— Лихтен этот штат против освобождения уголовных. Его превосходительство были с этим согласны, но теперь отбыли. Вас включили в уголовный список. Лихтенштадт составлял. Вместе со зверинцем. Он уполномоченный по освобождению, сидит в кабинете его превосходительства, товарищ нового министра привез бумагу. Политических освободят, уголовных переведут…
…В одиночку Андрея вернули по распоряжению Зимберга. После лечения Зимберг выглядел похудевшим, стал спокойнее, все распоряжения Талалаева отменил. Даже разумные, формально правильные, соответствующие каторжному уставу. Показал — кто в крепости хозяин, но отправил Андрея не в третий корпус, а в четвертый, где одиночки были в сыром полуподвале. Потом началась война, Вильгельм Гансович стал Василием Ивановичем, перевел в одиночку также и де Ласси, которому тем не менее, в обход правил, еженедельно передавали паштет, сыр, белый хлеб, бутылку сладкого вина.

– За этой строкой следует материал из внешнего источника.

PR #75, opened 2023-04-18
feat(rest): add support for references [TOL-1025]

chrishelgert:
Adding support for References in the REST

- [x] Single Reference
- [x] Multi Reference
- [x] Adding tests


src/helpers/field.ts
```diff
@@ -6,6 +6,7 @@ const PRIMITIVE_FIELDS = new Set([
   'Symbol',
   'Text',
   'Integer',
+  'Number',
```
chrishelgert, line 9: Decimal was not supported yet 🙈

src/rest/__tests__/fixtures/dataFromPreviewApp.json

Де Ласси прокричал здравие Василию Ивановичу Зимбергу — гип-гип-ура! — пообещал Андрею — мол, Каморович, мы еще с вами выпьем винца, непременно выпьем, — кричал, что он бельгийский подданный, что требует отправить его в Конго, что пробовал разных женщин, но черных у него не было, и это несправедливо.
Из одиночек четвертого корпуса на работы не посылали. Не то что из зверинца корпуса второго. Оттуда, когда он был в одной камере с де Ласси, на работы пытались вывести и Андрея. Он отказался, сказал, что политические не работают. Де Ласси тогда шепнул, что лучше согласиться, но Андрей стоял на своем.
Надзиратели позвали Талалаева, тот посмотрел на Андрея мельком, ни о чем не спросил, ничего не сказал, приказал дать тридцать розог, при повторном отказе от работы повторить и посадить в «ривьеру», карцер, через который проходила труба парового отопления. Розги были не столь болезненны, как обидны. Андрей просидел в «ривьере» двадцать три дня. Когда вышел, Талалаев лично спросил — пойдет ли Андрей на работу? — Андрей отказался, и его вернули в «ривьеру». Уголовные говорили, что так долго в «ривьере» не выдерживал никто…
— Хочешь на службе остаться? — спросил Андрей.
— Тюрьма-то будет всегда, — засопев, ответил надзиратель. — Не бывает так, чтобы без тюрьмы. Вы вот завсегда в тюрьму попадете. При его императорском величестве, без него, в республике. Эх, придумали, тоже!..
Андрей рассмеялся:
— Теперь уж, без Николашки, я тюрьмы больше не увижу.
— Увидите! — надзиратель тоже рассмеялся. — Вам без тюрьмы никак. На вас как посмотришь, так сразу видно — этому надо бы, пока он ничего еще и не сделал, посидеть.
— Что же это видно?
— И слов не подобрать. Этакое. Вот вы песню пели, когда вас в мой корпус перевели…
— В муках рожденная, кровью омытая, к солнцу поднялася воля земли?
— Другую!
— Бездушный мир, тупой, холодный, готов погибнуть наконец?
— Ну там про то, что… Ну, ну… А! Про то, что вы путь укажете…
— Про то, что владыкой мира будет труд? — Андрей запел, голос у него был слабый, он старался:
— Долой тиранов! Прочь оковы! Не нужно гнета, рабских пут! Мы путь земле укажем новый, владыкой мира будет труд!
— Да, эта… Вы где такое видели? Это где такое есть?
— Не видел, но будет. Будет! Так будет!
— Вот за это ваше — «Будет!» — опять в тюрьму и попадете! Попадете! Помяните мое слово!
— Ты, значит, будешь меня снова охранять?
— Пирогов! — прокричал кто-то с первого этажа.
— Сейчас! — крикнул в ответ надзиратель и вновь склонился к кормушке. — Буду! Людей от вас, и вас от самих себя. Я терпеливый. Вот вы мне тыкаете, я вам «вы» говорю. А вы из мужиков, я же — купеческий. Другой бы, ну как Земсков, что меня зовет, доложил бы, и вам бы розог, как уголовному. А я молчу и терплю. Даже вот леденчиков для вас, мятные… — он протянул на широкой ладони через кормушку несколько леденцов в табачной крошке.
Андрей подумал, что он — птичка, воробей, синица, надзиратель — гуляющий в парке младший приказчик, приглашающий птичку сесть на край ладони, попробовать склевать леденцы, чтобы, когда птичка утратит бдительность, прихлопнуть, потом прижать ладони одна к другой, поднести к уху, послушать, как трещат птичкины косточки.